The family gathered last week to honor the memory of my father. He recently died at 82, a truly great and loving man who made his mark on his mid-sized, Mid-western city. Hundreds of people packed into the family’s place of worship to honor him. Few but his closest friends and our relatives saw him “failing” over the last few years. As he worsened, it became imperative to sell his car, which grew into a logistical battle when he threatened to disown us for suggesting it. He began wandering at night, falling outside his home. The family made adjustments to help “preserve his dignity” while ensuring we kept him safe.

The last 6 months of his life were difficult. I never knew patients with Alzheimer’s developed such weakness in their legs and torso, but I’ve been reading about it and have observed it up close. I stayed at my parents’ home as things progressed since I was newly “retired,” and had the time to help care for him. Hospice was eventually called upon and his last week was spent in a medical home-care bed. My mother and I administered his “comfort” medications every four hours, taking turns at night. Our family gathered around him when he passed, and I was thankful we were with him when he breathed his last. The stillness was jarring. My mother’s weeping broke the silence.

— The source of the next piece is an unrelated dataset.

PR #338, opened 2022-01-12
OE-301: Fix one more FirstBook ➡️ First Book naming instance

samanthaandrews:
Miguel noticed that I missed one of these changes. This instance of First Book doesn't display on our current configuration of the open ebooks app in dev or qa, but it does in prod.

How many patients have I treated for dementia over the last 30 years? Well over a thousand. Charting their slow, inexorable demise over time with a mini-mental status exam, and using medications that promised to stimulate the brain. It always felt…hopeless? The inevitable would be just around the corner at the next visit, and soon we’d be asking for a hospice consult.

Their caretakers’ worried faces looked like my own spouse’s does now. She’s battling insurances, navigating COBRA, dealing with mounds of online “paperwork,” conversing with “health navigators,” and weeping softly at night in bed when she thinks I’m sleeping. She’s juggling a full-time job while making sure I get to doctor appointments. I’ve become the “house-husband”: cooking, cleaning, and working on home projects. I love writing and practicing my musical instruments. Fortunately, I’m a homebody at heart—an introvert who would be exhausted at the end of a clinic day after seeing patients every 20 minutes.

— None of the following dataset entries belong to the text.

PR #339, opened 2022-01-19
handle network-related errors

Toxiapo:
This PR implements the strategy to handle all network-related errors that could happen when making HTTP requests to our backend server.

- [x] Create mock tests for each error state 
- [x] Make sure errors are caught by the ErrorBoundary, with the appropriate UI rendered
- [x] Inline errors that do not render a 404 page (Borrowing / Returning books, login page)
- [x] Configure global and inline SW config 
- [x] Update Error document with written descriptions on what was changed
- [x] Update unite tests(Fix current tests and add new withAppProps/getStaticProps, getServerSideProps, and middleware test


cypress/tests/open-ebooks/integration/errors/book.ts
```diff
@@ -0,0 +1,126 @@
...
+  ALL_ACCESS_DETAIL_BOOK_PATH_ALMOST_MIDNIGHT,
+  SERVER_URL
+} from "../../../../support/utils";
+
+let worker: SetupWorkerApi;
+
+before(() => {
+  // Let's manually start the worker
+  worker = setupWorker(...handlers);
+  worker.start();
```
Toxiapo, line 14: @kristojorg Unfortunately, I don't think this is going to work. I have to start the MSW server during build time and not during the run time. (That's what we have currently) because of the race condition when starting the msw server. (@samanthaandrews Have you experienced a similar issue when setting up msw?)

The reason I wanted to pull the worker out of the build time was that I need to mock different responses for the same endpoint(return 401, 402 from '/works'), in order to do that, I have to override the response on each test suite, but since I can't get access to the msw worker, I can not modify them.

Another thing I can try is maybe using the cy.intercept function and just mock the return response that way. However, this requires a request to the server initially, I will have to wait till we fix the CORS issue.

kristojorg: Hmmm I believe there should be a way to access the worker in tests and control how it responds

src/components/context/ContextProvider.tsx
```diff
@@ -18,16 +20,21 @@ type ProviderProps = {
...
-          <LibraryProvider library={library}>
-            <UserProvider>
-              <CatchFetchErrors>{children}</CatchFetchErrors>
-            </UserProvider>
-          </LibraryProvider>
+          <CredentialsProvider credentials={creds}>
+            <LibraryProvider library={library}>
+              <UserProvider>
+                {/* TODO: Why are we wrapping another config here? I think this is stopping me from doing a correct 401 redirect b/c CatchFetchErrors has it's own way of handling it. */}
+                {/* <CatchFetchErrors>{children}</CatchFetchErrors> */}
```
Toxiapo, line 33: I don't think we need this anymore? The parent SWRConfig wrapper should handle that.

src/pages/[library]/login/method/basic.tsx
```diff
@@ -45,7 +44,7 @@ export const BasicAuthHandler: React.FC = () => {
     });
   }
 
-  const { signIn, error, isLoading } = useUser();
```
Comment (Toxiapo) [inline src/pages/[library]/login/method/basic.tsx:48]: removing the "error" here should be fine too because we throw these errors in the global swr config.

cypress/support/utils.ts
```diff
@@ -109,3 +109,30 @@ export const ALMOST_MIDNIGHT_FETCH_URL = `${SERVER_URL}/works/Axis%20360%20ID/00
...
 
 export const V2_IFRAME_SELECTOR = "#iframe-wrapper iframe";
+
+// BOOKS USED FOR ERRORS, we use these to test the error handling for MSW intercepts eventhough they are totally valid books
+export const JFK_FETCH_URL = `${SERVER_URL}/works/Axis%20360%20ID/0016692239/borrow/15`;
+
+export const JFK_BOOK_ENDPOINT = `${SERVER_URL}/works/Axis%20360%20ID/0016692239`;
+export const GN_BOOK_ENDPOINT = `${SERVER_URL}/works/Axis%20360%20ID/0020037525`;
+export const D_BOOK_ENDPOINT = `${SERVER_URL}/works/Axis%20360%20ID/0016686310`;
+export const A_BOY_BOOK_ENDPOINT = `${SERVER_URL}/works/Axis%20360%20ID/0018923188`;
```
Toxiapo, line 119: I am reserving these books as the "problematic" books, and only use them for errors, I don't think they are used anywhere.

src/components/Error.tsx
```diff
@@ -3,16 +3,23 @@ import { H1 } from "./Text";
...
-  const { title = "Something went wrong", status, detail } = info ?? {};
+const ErrorComponent: React.FC<{
+  info?: OPDS1.ProblemDocument;
+  error?: any;
+}> = ({ error, info }) => {
+  const {
+    title = "Something went wrong",
+    status,
+    detail
+  } = error?.info ?? info ?? {}; // Q: Sometimes I get the error info from error.info but sometimes i get it from info.
```
Toxiapo, line 18: One from the error boundary and the other from our custom re-throw error?

src/components/bookDetails/index.tsx
```diff
@@ -52,21 +51,18 @@ export const BookDetails: React.FC<BookDetailsProps> = ({
       fetchBook(bookUrl, catalogUrl, { method: "GET", token }),
     { fallbackData: bookSeed }
   );
+
+  if (error instanceof ServerError && error.info.status !== 401) {
+    throw error;
+  }
```
Toxiapo, line 57: I have to extract the error from useswr and re-throw it here for the ErrorBoundary to catch them unfortunately : \  same for other components with similar setup

src/utils/swrConfig.ts
```diff
@@ -1,34 +1,42 @@
...
-      if (err.info.status === 401 || err.info.status === 404) {
-        severity = "info";
+      if (err.info.status === 401) {
+        // severity = "info";
+        console.warn("Caught 401 error in swr config");
+        const redirectUrl = `/${library.slug}/login?${LOGIN_ERROR_QUERY_PARAM}=${err.info.title}`;
+        clearCredentials(redirectUrl);
+      } else {
+        console.warn("Caught all error in swr config");
+        // we can catch this and log errors but we can't throw to the ErrorBoundary
```
Toxiapo, line 25: This is fine, we can catch errors here, and do error logging or redirect, but we can't re-throw the error, the error won't get to the error boundary, hence the setup above, to handle them inline.

Toxiapo:
@kristojorg - I don’t see a way to throw and catch errors within the ‘onError’ method. I can handle the redirect error, but throwing it within the onError function doesn’t trigger the error boundary (I can log it, but the page stays the same). Instead, I just extracted the “error” from the useSwr response, and if there’s a ServerError, I re-throw that, which triggers the ErrorBoundary neatly.

Another thing I tried to do was to intercept multiple endpoints. Still, it seems like if you try to intercept an endpoint that’s already registered and redeclare it later, the second one doesn’t get triggers. Instead, I mocked only a few endpoints with different book URLs. This should give us the confidence to verify that our useswr errors are getting caught correctly by the ErrorBoundary. It sucks because now I have to go into each component that uses the useSWR hook and manually add those re-throws. But this setup allows us to persist the MSW config that Sam had set up in the Github action to run the mocker simultaneously.

__mocks__/next/server.ts
```diff
@@ -0,0 +1,6 @@
+// Temporary solution for the middleware export error
+// https://github.com/vercel/next.js/issues/32848#issuecomment-1028325424
+import { NextRequest } from "next/dist/server/web/spec-extension/request";
+import { NextResponse } from "next/dist/server/web/spec-extension/response";
+
+export { NextRequest, NextResponse };
```
Toxiapo, line 6: I was getting the "SyntaxError: Unexpected token 'export" error when running unit tests for the middleware tests, so I had to add this mock file in our app suggested by the commented link.

src/__tests__/middleware.test.tsx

But, to leave it all behind? And not by choice? That’s not me—I can’t sit around, stop learning, and quit “working,” though I may not be employable as a clinician. Last week, I reached out to the Alzheimer’s Association to see if there are ways I can help. They envision enlisting me to help with patient education.


Fortunately, there’s another difference with our generation—a real game changer. The research and development of monoclonal antibody therapy promises to make a difference for me, and for any of my children and grandchildren who inherit my genetics. This isn’t experimental anymore. We know the mechanism of what causes Alzheimer’s dementia and we are actively treating Alzheimer’s disease to remove the abnormal protein from our bodies.

And recent trials are hopeful—amyloid markers are reduced (biochemical evidence) and they’ve documented a decrease in mental decline (clinical evidence).1

My oldest son is a writer—much more talented and better than I. I’m hopeful he won’t have to experience a tap on his shoulder some day, suggesting to him it’s time to “hang it up.” My middle child, a daughter, is a physician, an internist like me. She’s pregnant with my first grandchild. IF she has my Alzheimer’s gene, and IF my grandchild has my Alzheimer’s gene, there’s hope for them to avoid having to take an unanticipated “early retirement.” For my youngest, another daughter, I’m hopeful she’ll keep trailblazing, hiking miles over hill and dale as she loves to do with no concern for Alzheimer’s disease.


  1. van Dyck CH, Swanson CJ, Aisen P, Bateman RJ, Chen C, Gee M, Kanekiyo M, Li D, Reyderman L, Cohen S, Froelich L, Katayama S, Sabbagh M, Vellas B, Watson D, Dhadda S, Irizarry M, Kramer LD, Iwatsubo T. Lecanemab in Early Alzheimer’s Disease. N Engl J Med. 2023 Jan 5;388(1):9-21. Epub 2022 Nov 29. PMID: 36449413.